■ **Aim of the task**
Scan the listing below and copy every line holding "InterchainTokenService".

■ **Records shown**
PR #284, opened 2024-09-26
fix(its): validate token manager address from token id

ahramy:
[AXE-4705](https://axelarnetwork.atlassian.net/browse/AXE-4705)
- validate token manager address from token id
- coverage remains the same
```
----------------------------------------|----------|----------|----------|----------|----------------|
File                                    |  % Stmts | % Branch |  % Funcs |  % Lines |Uncovered Lines |
----------------------------------------|----------|----------|----------|----------|----------------|
  InterchainTokenFactory.sol            |      100 |      100 |      100 |      100 |                |
  InterchainTokenService.sol            |      100 |      100 |      100 |      100 |                |
```

[AXE-4705]: https://axelarnetwork.atlassian.net/browse/AXE-4705?atlOrigin=eyJpIjoiNWRkNTljNzYxNjVmNDY3MDlhMDU5Y2ZhYzA5YTRkZjUiLCJwIjoiZ2l0aHViLWNvbS1KU1cifQ

### DIFF
--- a/contracts/InterchainTokenService.sol
+++ b/contracts/InterchainTokenService.sol
@@ -413,9 +413,6 @@ contract InterchainTokenService is
 
         IERC20 token;
         {
-            // slither-disable-next-line unused-return
-            validTokenManagerAddress(tokenId);
-
             (bool success, bytes memory returnData) = tokenHandler.delegatecall(
                 abi.encodeWithSelector(ITokenHandler.transferTokenFrom.selector, tokenId, msg.sender, destinationAddress, amount)
             );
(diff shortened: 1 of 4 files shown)


Foivos:
The reason why those checks were not there is because they cost gas, and the call will revert anyway if the `TokenManager` does not exist. Furthermore, the way you are doing it the tokenManagerAddress is calculated twice, once for the check, and once in the `TokenHandler`. If we think we need the checks for sanity I would add them in the `TokenHandler` after the `tokenManagerAddress` is calculated. This would also avoid codesize bloating the service.

ahramy:
> The reason why those checks were not there is because they cost gas, and the call will revert anyway if the `TokenManager` does not exist. Furthermore, the way you are doing it the tokenManagerAddress is calculated twice, once for the check, and once in the `TokenHandler`. If we think we need the checks for sanity I would add them in the `TokenHandler` after the `tokenManagerAddress` is calculated. This would also avoid codesize bloating the service. If you want to make the check in the service then the `tokenManagerAddress` should be passed to the `TokenHandler` instead of the` tokenId` to avoid recalculating it.

Had offline discussion with Milap as well, I think we want to have a long-term solution for this. i.e. migration. Hence, closing this issue for now.

PR #286, opened 2024-10-10
ci: add updated release process for ITS

apolikamixitos:
# What:

Add a new process to release `Interchain Token Service` packages and contracts.

#### `pre-release` Workflow:

Ensures that the changes introduced are ready to get published, as the name suggests, it's a `pre-release` step that creates a PR that could be double-checked before proceeding with publishing a release.

#### `release` Workflow:

This workflow ensures:

- The new versions of the package `@axelar-network/interchain-token-service` are published to `npm`.

image

- New releases/tags are published on `Github`:
   - Includes the source code of the package.
   - The package-related assets (`contracts` ABIs associated with its corresponding package version).

image

- Artifacts being published to `R2` as a secondary backup source and distribution channel:

image
image

#### `release-snapshot` Workflow:

- It's used mainly for `nightly` || `ad-hoc` build to trigger testing purposes, they aren't supposed to be used for `production` environments.

**Notes:**

Some requisites need to take place before merging the PR:

- Ensure that the proper `vars` and `secrets` are set up in the repository config.


.github/workflows/release-snapshot.yaml
```diff
@@ -0,0 +1,34 @@
...
+      - name: Build the modules
+        run: npm run build && npm run build:ts && npm run flatten && npm run clean:artifacts
+
+      - name: Set Snapshot Version
+        run: |
+          npm version 0.0.0-snapshot.$(git rev-parse --short HEAD) --git-tag-version=false
+
+      - name: Publish Snapshot to NPM
+        run: |
+          npm publish --no-git-checks --tag snapshot --access public
```
milapsheth, line 32: Use npm release for the build and publish to avoid duplication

■ **Result for this exercise**
  InterchainTokenService.sol            |      100 |      100 |      100 |      100 |                |
--- a/contracts/InterchainTokenService.sol
+++ b/contracts/InterchainTokenService.sol
@@ -413,9 +413,6 @@ contract InterchainTokenService is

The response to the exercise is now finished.